Ainda nessa proposta disciplinar que caracterizou a década de 1950, os ramos do conhecimento Botânica, Zoologia, Mineralogia e Geologia já estavam desvinculados daquele perfil utilitário sugerido no final da década de 1930, mas continuavam apresentados de forma exclusivamente classificatória:

Impossível seria estudar todos os minerais sem agrupá-los ordenadamente, isto é, sem classificá-los, como se faz na Zoologia e na Botânica. Diversos tem sido, porém os critérios adotados pelos mineralogistas. Uns levam em conta os caracteres físicos dos minerais, outros a sua origem, outros a sua composição química (OLIVEIRA, 1953, p. 269).

A Botânica e a Zoologia eram apresentadas a partir de uma proposta lineana, com um formato exclusivamente descritivo, procurando ressaltar características que pudessem classificar as espécies. A Mineralogia, que funcionava como um pré- requisito para a Geologia, sofreu uma classificação a partir de critérios químicos (OLIVEIRA, 1953, p. 270), enquadrando esse ramo do conhecimento em parâmetros existentes em uma ciência já consolidada.

Possivelmente, essa perspectiva provocou uma compreensão equivocada da Geologia. Segundo Compiani (1990), a base geológica para a leitura da natureza deve considerar outras especificidades, como o desenvolvimento histórico geológico, por exemplo, trabalhando simultaneamente com o presente e o passado, sob o risco de provocar um entendimento limitado dessa ciência.

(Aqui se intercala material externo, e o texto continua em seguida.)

PR #17, opened 2016-12-27
RAP-1500 Extract manage methods into an interface

georgelesica-wf:
### Description

We want to be able to expose the helpful manage methods without making a class itself "Disposable".

### Changes

Extract manage methods into an interface that we then implement in `Disposable`. Additionally, remove `@protected` from the manage method implementations. We need this for two reasons. First, because they're not technically part of the interface if they're protected, and second, because we want to be able to use `Disposable` as a concrete proxy. Finally, make `Disposable` concrete.

### Semantic Versioning

- [ ] **Patch**
- [x] **Minor**
* [ ] Major

### Testing/QA

- [ ] CI passes

### Code Review

@dustinlessard-wf
@evanweible-wf
@jayudey-wf
@maxwellpeterson-wf
@sebastianmalysa-wf
@trentgrover-wf
@bencampbell-wf 
@aaronstgeorge-wf

### DIFF
--- a/lib/disposable.dart
+++ b/lib/disposable.dart
@@ -120,11 +120,15 @@ typedef Future<dynamic> Disposer();
 ///
 /// Below is an example of using the class as a concrete proxy.
 ///
-///      class MyLifecycleThing {
+///      class MyLifecycleThing implements DisposableManager {
 ///        Disposable _disposable = new Disposable();
 ///
 ///        MyLifecycleThing() {
 ///          _disposable.manageStreamSubscription(someStream.listen(() => null));
+///        }
+///
+///        void manageStreamSubscription(StreamSubscription sub) {
+///          _disposable.manageStreamSubscription(sub);
 ///        }
 ///
 ///        // ...
--- a/lib/disposable.dart
+++ b/lib/disposable.dart
@@ -127,11 +127,12 @@ typedef Future<dynamic> Disposer();
 ///          _disposable.manageStreamSubscription(someStream.listen(() => null));
 ///        }
 ///
+///        @override
 ///        void manageStreamSubscription(StreamSubscription sub) {
 ///          _disposable.manageStreamSubscription(sub);
 ///        }
 ///
-///        // ...
+///        // ...more methods
 ///
 ///        Future<Null> unload() async {
 ///          await _disposable.dispose();
--- a/lib/disposable.dart
+++ b/lib/disposable.dart
@@ -37,13 +37,25 @@ class _InternalDisposable implements _Disposable {
   }
 }
 
+/// An interface to abstract management from actual disposal machinery.
+///
+/// When new management methods are to be added, they should be added
+/// here first, then implemented in [Disposable].
+abstract class DisposableManager {
+  void manageDisposable(Disposable disposable);
+  void manageDisposer(Disposer disposer);
+  void manageStreamController(StreamController controller);
+  void manageStreamSubscription(StreamSubscription subscription);
+}
+
 /// A function that, when called, disposes of one or more objects.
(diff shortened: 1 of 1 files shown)


aviary-wf:
## Raven
Number of Findings: 0

lib/disposable.dart
```diff
@@ -37,13 +37,25 @@ class _InternalDisposable implements _Disposable {
   }
 }
 
+/// An interface to abstract management from actual disposal machinery.
```
dustinlessard-wf: This read a bit weird to me. If anyone else agrees, can we consider tweaking it?

evanweible-wf:
So if we remove the `@protected` annotations and a consumer uses the `Disposable` class as a mixin, they would have to override and then add the `@protected` annotations themselves in order to prevent external consumers of the extending class from calling the `manage...()` methods, right?

lib/disposable.dart
```diff
@@ -37,13 +37,25 @@ class _InternalDisposable implements _Disposable {
...
 /// A function that, when called, disposes of one or more objects.
 typedef Future<dynamic> Disposer();
 
 /// Allows the creation of managed objects, including helpers for common patterns.
 ///
-/// There are three ways to consume this class: as a mixin, a base class,
-/// and an interface. All should work fine but the first is the simplest
+/// There are four ways to consume this class: as a mixin, a base class,
+/// an interface, and a concrete class used as a proxy. All should work
+/// fine but the first is the simplest
```
dustinlessard-wf: I'm curious why we might see the mixin as the most powerful approach?

georgelesica-wf:
@evanweible-wf correct, although now that those methods are part of an interface, I'm not sure if they should be marked protected since then the class would no longer technically implement the interface. All of this would be much simpler if `@protected` was an actual part of the language 😞 .

lib/disposable.dart
georgelesica-wf: That was already in there, but basically because it requires the least code on the part of the consumer.

lib/disposable.dart
georgelesica-wf: Suggestions?

dustinlessard-wf: A manager for disposable members. The consumer of this interface has precise control over how their disposable members are disposed.

dustinlessard-wf: ^^ meh, could be better but this is my two cents.   Take it or leave it.

dustinlessard-wf:
+1

evanweible-wf:
+1

dustinlessard-wf:
+1

lib/disposable.dart
```diff
@@ -102,7 +117,32 @@ typedef Future<dynamic> Disposer();
...
+/// Below is an example of using the class as a concrete proxy.
+///
+///      class MyLifecycleThing implements DisposableManager {
+///        Disposable _disposable = new Disposable();
+///
+///        MyLifecycleThing() {
+///          _disposable.manageStreamSubscription(someStream.listen(() => null));
+///        }
+///
+///        void manageStreamSubscription(StreamSubscription sub) {
```
aaronstgeorge-wf: This could use an `@override`

georgelesica-wf: Done

dustinlessard-wf:
+1

evanweible-wf:
+1

bencampbell-wf:
+10

Things Tested
-------------
- [x] CI passed.

bencampbell-wf:
QA +1

- [x] Testing instruction
- [x] Dev +1's
- [ ] Unit tests created/updated - NA - Added Interface
- [x] All unit tests pass

Merging into master.

PR #20, opened 2017-01-09
RAP-1514 Improve manage methods and add manageFuture

georgelesica-wf:
### Description

If we upgrade to Dart 1.21 we get parametric methods, like so:

```dart
T myMethod<T>(T aThing) {
  // ...
}
```

This lets us improve the manage methods be returning their arguments, meaning they can be inserted into existing code more cleanly:

```dart
_controller = manageStreamController(new StreamController.broadcast());
```

We'd also like to be able to automatically await a set of futures before disposing to prevent exceptions when there are outstanding async operations that will access managed sub-objects upon completion. For example, a network request might dispatch a stream controller when it returns.

```dart
manageFuture(_longRunningAsyncThing());
dispose(); // The dispose will wait until the future above completes.
```

The idea here is to allow things like network requests, the callbacks for which might try to access managed assets (like `Disposable`s) on the object, to finish before we start blowing everything away.

### Changes

  * Add `manageFuture` method
  * Update manage methods to be parametric and return their arguments
  * Improve and simplify tests around `Disposable`

Note: we're adding a method to the `DisposableManager` interface, which means that this is technically a breaking change and will require a major version bump.

Note: we need Dart 1.21 for this to work. We may want to start a "2.0-wip" branch so we can release only once consumers are ready for this.

### Semantic Versioning

- [ ] **Patch**
- [ ] **Minor**
* [x] Major
  - [x] This change modifies part of the public API in a backwards-incompatible manner

### Testing/QA

- [ ] CI passes

### Code Review

@dustinlessard-wf
@evanweible-wf
@jayudey-wf
@maxwellpeterson-wf
@sebastianmalysa-wf
@trentgrover-wf
@travissanderson-wf 
@bencampbell-wf


aviary-wf:
## Raven
Number of Findings: 0

lib/disposable.dart
```diff
@@ -179,16 +182,19 @@ class Disposable implements _Disposable, DisposableManager {
...
       ..add(onDispose());
 
     _internalDisposables = [];
+    _blockingFutures = new Set<Future>();
 
-    // We need to filter out nulls because a subscription cancel
-    // method is allowed to return a plain old null value.
     return Future
-        .wait(futures.where((future) => future != null))
+        .forEach(futures, (future) => future)
```
greglittlefield-wf: `.wait(futures)` ?

georgelesica-wf: They need to be ordered. I ended up disliking the `forEach` version because it was ugly. New version is much easier to understand.

lib/disposable.dart
```diff
@@ -179,63 +182,83 @@ class Disposable implements _Disposable, DisposableManager {
...
   }
 
+  /// Causes the object to add the future to a list of futures which will
+  /// be awaited before the object disposes itself or any of the objects
+  /// under its management.
+  @mustCallSuper
+  @override
+  Future<T> manageFuture<T>(Future<T> future) {
+    _throwOnInvalidCall(future, 'manageFuture');
+    if (!_blockingFutures.contains(future)) {
```
greglittlefield-wf: Won't this check always pass, since .then returns a new future?

georgelesica-wf: Yeah, good catch. I changed the inner code at some point and didn't think about the check.

lib/disposable.dart
```diff
@@ -179,63 +182,83 @@ class Disposable implements _Disposable, DisposableManager {
...
   @mustCallSuper
   @override
-  void manageDisposer(Disposer disposer) {
-    _throwIfNull(disposer, 'disposer');
+  void manageDisposer<T>(Disposer disposer) {
+    _throwOnInvalidCall(disposer, 'disposer');
     _internalDisposables.add(new _InternalDisposable(disposer));
   }
 
+  /// Causes the object to add the future to a list of futures which will
```
greglittlefield-wf: #nit s/Causes the object to add the future/Adds [future]/

lib/disposable.dart
```diff
@@ -179,63 +182,83 @@ class Disposable implements _Disposable, DisposableManager {
...
+  /// be awaited before the object disposes itself or any of the objects
+  /// under its management.
+  @mustCallSuper
+  @override
+  Future<T> manageFuture<T>(Future<T> future) {
```
greglittlefield-wf: Is `manageFuture` really the best name for this?

Seems semantically different then the other methods—this disposable isn't really performing anything on the future.

What about something like `wait`?

greglittlefield-wf: Or `block`, to match the `_blockingFutures` name you've chosen

georgelesica-wf: Yeah, I had originally named it `awaitFutureBeforeDispose` or something like that. I'm open to a better name. I'm not sold on something as simple as `wait`, though, since I think that would suggest something more like `Future.wait`.

lib/disposable.dart
georgelesica-wf: Fixed.

lib/disposable.dart
```diff
@@ -179,63 +182,86 @@ class Disposable implements _Disposable, DisposableManager {
...
+    _throwOnInvalidCall(future, 'manageFuture');
+    if (!_blockingFutures.contains(future)) {
+      Future removeFuture;
+      removeFuture = future.then((_) {
+        _blockingFutures.remove(future);
+        _blockingFutures.remove(removeFuture);
```
greglittlefield-wf: ~~Is it really necessary to remove this? Why not just use the future itself?~~

Okay, I think I see now. This tripped me up a bit, though; might be good to add a code comment.

I assume you're not using just the future itself so that you can "release" it as soon as possible, is that correct?

georgelesica-wf: I want to make sure the "release" operation is also awaited, otherwise the list itself might have been nulled out at the point where it tried to remove itself. I'll add a comment.

greglittlefield-wf: Sorry, by "release", I meant remove the reference to the original Future, allowing it to be garbage collected—not removing the future and its removeFuture from the list.

pubspec.yaml
```diff
@@ -5,15 +5,15 @@ author: Workiva Client Platform Team <team-clientplatform@workiva.com>
 homepage: https://www.github.com/Workiva/w_common
 
 environment:
-  sdk: '>=1.12.0 <2.0.0'
+  sdk: '>=1.21.0 <2.0.0'
```
travissanderson-wf: that's a hefty jump :P

lib/disposable.dart
georgelesica-wf: After side-channel discussion, your understanding is spot-on. For posterity: there could be many, many futures being generated and waited on so I wanted to make sure they can be GC'd.

pubspec.yaml
georgelesica-wf: Truth. That's partly why I didn't make these changes sooner.

georgelesica-wf:
One problem I see here is that consumers will still need to guard their async calls with something like

```dart
if (!isDisposedOrDisposing) {
  waitBeforeDispose(asyncCall());
}
```

because attempting to call `waitBeforeDispose` (or any of the other "manage" methods) after `dispose` has been called will throw.

I don't see a way around this, however. We can't let it go silently because then the async callbacks might throw, just as currently happens.

lib/disposable.dart
```diff
@@ -217,25 +223,29 @@ class Disposable implements _Disposable, DisposableManager {
...
   /// Automatically cancel a stream subscription when this object is disposed.
   ///
   /// The parameter may not be `null`.
   @mustCallSuper
   @override
-  void manageStreamSubscription(StreamSubscription subscription) {
-    _throwIfNull(subscription, 'subscription');
+  StreamSubscription<T> manageStreamSubscription<T>(
+      StreamSubscription<T> subscription) {
+    _throwOnInvalidCall(subscription, 'subscription');
```
evanweible-wf: I think `'subscription'` should be `'manageStreamSubscription'` here, right?

test/unit/browser/invalidation_mixin_test.dart
```diff
@@ -49,12 +49,12 @@ void main() {
...
 
         // ignore: unawaited_futures
-        onValidation.then(expectAsync((ValidationStatus status) {
+        onValidation.then(expectAsync1((ValidationStatus status) {
           expect(status, equals(ValidationStatus.complete));
         }, count: 1));
 
         // ignore: STRONG_MODE_DOWN_CAST_COMPOSITE
-        thing.onValidate.listen(expectAsync((_) {}, count: 1));
+        thing.onValidate.listen(expectAsync1((_) {}, count: 1));
```
evanweible-wf: Do you still need the `ignore` rule above? I thought these new `expectAsync` methods were supposed to obviate their need

lib/disposable.dart
```diff
@@ -143,10 +145,13 @@ typedef Future<dynamic> Disposer();
 /// without explicit reference to [Disposable]. To do this, we use
 /// composition to include the [Disposable] machinery without changing
 /// the public interface of our class or polluting its lifecycle.
+///
+/// Implementing the [DisposableManager] interface is not required.
 class Disposable implements _Disposable, DisposableManager {
   Completer<Null> _didDispose = new Completer<Null>();
   bool _isDisposing = false;
   List<_Disposable> _internalDisposables = [];
+  Set<Future> _blockingFutures = new Set<Future>();
```
bencampbell-wf: Will strong mode complain if `Future` is missing a type, ie this type signature is `Set<Future<dynamic>>`? Would it better to keep a set of null valued futures instead and wrap all pending calls in async wrapper function that gurantees it meets this type instead?

```dart
Set<Future<Null>> _blockingFutures = new Set<Future<Null>>();

/// Other good codes...

Future<T> waitBeforeDispose<T>(Future<T> future) {
     _throwOnInvalidCall(future, 'waitBeforeDispose');
     if (!_blockingFutures.contains(future)) {
       Future<Null> removeFuture;
       Future<Null> opFuture = new Future<Null>(() async {
           await future;
        });
       removeFuture = opFuture.then((T _) {
         _blockingFutures.remove(opFuture);
         _blockingFutures.remove(removeFuture);
      });

      _blockingFutures.addAll([opFuture, removeFuture]);
      return future;
}
```

This is more for explicit type safety which may be worth the indirection for a library that functions with a high degree of type flexibility.

georgelesica-wf: I don't think there's anything wrong with using `Future<dynamic>` in this case, it is still correctly typed since we ignore the value it resolves to. I can be more explicit about it though.

evanweible-wf:
+1 looks great!

bencampbell-wf:
+1

maxwellpeterson-wf:
+1

todbachman-wf:
+10. Confirmed CI passed.

todbachman-wf:
QA +1

- [x] Testing instruction
- [x] Dev +1's
  - N/A
- [x] All unit tests pass

Merging into master.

Assim, mesmo abordando temas como "Geologia Histórica", "Fósseis" e "Eras Geológicas" no livro "História Natural: para a segunda série" (OLIVEIRA, 1953, p. 347), a forma fragmentada e descritiva do conteúdo não permitiria interpretar os

processos antigos à luz dos acontecimentos atuais, em um fundamento denominado de Atualismo, imprescindível para compreender o componente histórico da Geologia.

Um aspecto restritivo desse processo observado nesse livro ilustra bem a situação, quando a história da Terra foi apresentada em um esquema destacando as Eras de forma dissociada da construção da coluna geológica padrão, com a camada mais antiga no topo da coluna (p. 355).

Nessa proposta curricular, o ramo denominado "Biologia" parecia uma amálgama de temas sem uma construção lógica: Seres vivos, Vitaminas e Hormônios, Reprodução, Genética, Ecologia e Evolução (Livro C2 - Apêndice C). Para esse último bloco, o autor destacou "Noções de espécie", "Lamarckismo e Darwinismo", que, apoiados na taxonomia descritiva e na limitada compreensão dos processos históricos geológicos, como visto acima, não eram suficientes para uma compreensão da Sistemática Evolutiva e da Teoria da Evolução.

Essa proposta indicava uma compreensão desatualizada da Ciência de referência, possivelmente provocando uma instabilidade na disciplina escolar na transição entre as décadas de 1950 e 1960.